__WHAT THIS TASK INVOLVES__:
Those lines of the records that contain "against" are to be located and copied.

[Collected data entries]
※ ※ ※

PR #1130, opened 2016-02-10
Use the latest Danger / pilot

orta:
This uses the new `--base` option which lets you specify a specific commitish to base against.


alloy:
So this always makes it compare the PR branch against master?

orta:
Yes

ashfurrow:
👍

※ ※ ※

__SOLUTION FOR THIS TASK__:
This uses the new `--base` option which lets you specify a specific commitish to base against.
So this always makes it compare the PR branch against master?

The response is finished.